Last month during our Positive Economics series, we focused on “Understanding Fiscal Policy” from a governmental point of view. Click here for the recording and other resources. During tonight’s Positive Economics webinar, we discussed how business interacts with sustainability through asking the following questions:
How do businesses interact with sustainability?

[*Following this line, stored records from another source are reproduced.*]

PR #618, opened 2024-08-29
HARMONY-1789: Change SAMBAH to only concatenate when the `concatenate` flag is set to true and update the description

indiejames:
## Jira Issue ID
HARMONY-1789

## Description
Changes the logic for SAMBAH wrt the `concatenate` flag. Also enables `shapefile` subsetting and updates the online description of the service chain.

## Local Test Steps
1. Deploy this branch
2. Run a query that will access the chain, with no `concatenate` flag passed, `concatenate` set to `false`, and `concatenate` set to `true`, with or without a shapefile. You should see all three queries invoking SAMBAH, but on the last request it should run all of query-cmr/l2ss/batchee/stitchee/concise (the first two just run query-cmr and l2ss).
```
http://localhost:3000/C1261880450-LARC_CLOUD/ogc-api-coverages/1.0.0/collections/all/coverage/rangeset?subset=lat(-70%3A30)&subset=lon(-157.5%3A-10)&concatenate=true&extend=true&maxResults=4
```
3. Check that the online documentation has a multiline description for SAMBAH now.
```
http://localhost:3000/docs
```
4. Run `npm run compare-services` and you should see a couple of warning messages about SAMBAH (since services.yml is not the same as what is in UMM until they update the record), but the script should still exit with code 0 (success). Try changing the entry for some other service in services.yml and running again (need to restart harmony) and verify that this time an error message is printed and the script return a non-zero exit code.

## PR Acceptance Checklist
* [x] Acceptance criteria met

### DIFF
--- a/scripts/service-comparison.ts
+++ b/scripts/service-comparison.ts
@@ -8,6 +8,7 @@ import { exit } from 'process';
 import { loadServiceConfigs } from '../services/harmony/app/models/services';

Let’s start with a specific example and then move into the general. In our own case here, we’ve worked on several on the Sustainable Development Goals including “Provide Quality Education”, “Gender Equality”, “Good Jobs and Economic Growth”, “Innovation and Infrastructure” and “Partnerships for the Goals”. All of the details are contained in this infographic.
To look at this picture nationally, it’s worthwhile to look at the Sustainable Development Goals Champions. There are several examples of companies who are seeking to lead the charge and act as role models in their industry and the country.
Source: Online Harvard Business School
Why is it beneficial for companies to be more sustainable?
There is lots of data available today describing how beneficial it so for companies to pursue the “triple bottom line” of people, planet and profit. The Harvard Business School Online abounds with examples of individual companies and a plethora of statistics. Closer to home, in their Retail Consumer Insights Report, PwC Ireland relays that “In addition, two-thirds of the Irish sample is willing to pay for locally produced food items, and 41% say they will pay more for sustainably produced non-food items.” Therefore, consumers are demanding more sustainably produced products and services. In fact, we ran a poll tonight among the hundreds of attendees to conduct some primary research. We learned that 85% of the people in attendance would pay a premium for sustainably produced products, which confirms that trend.
What holds businesses back from being more sustainable?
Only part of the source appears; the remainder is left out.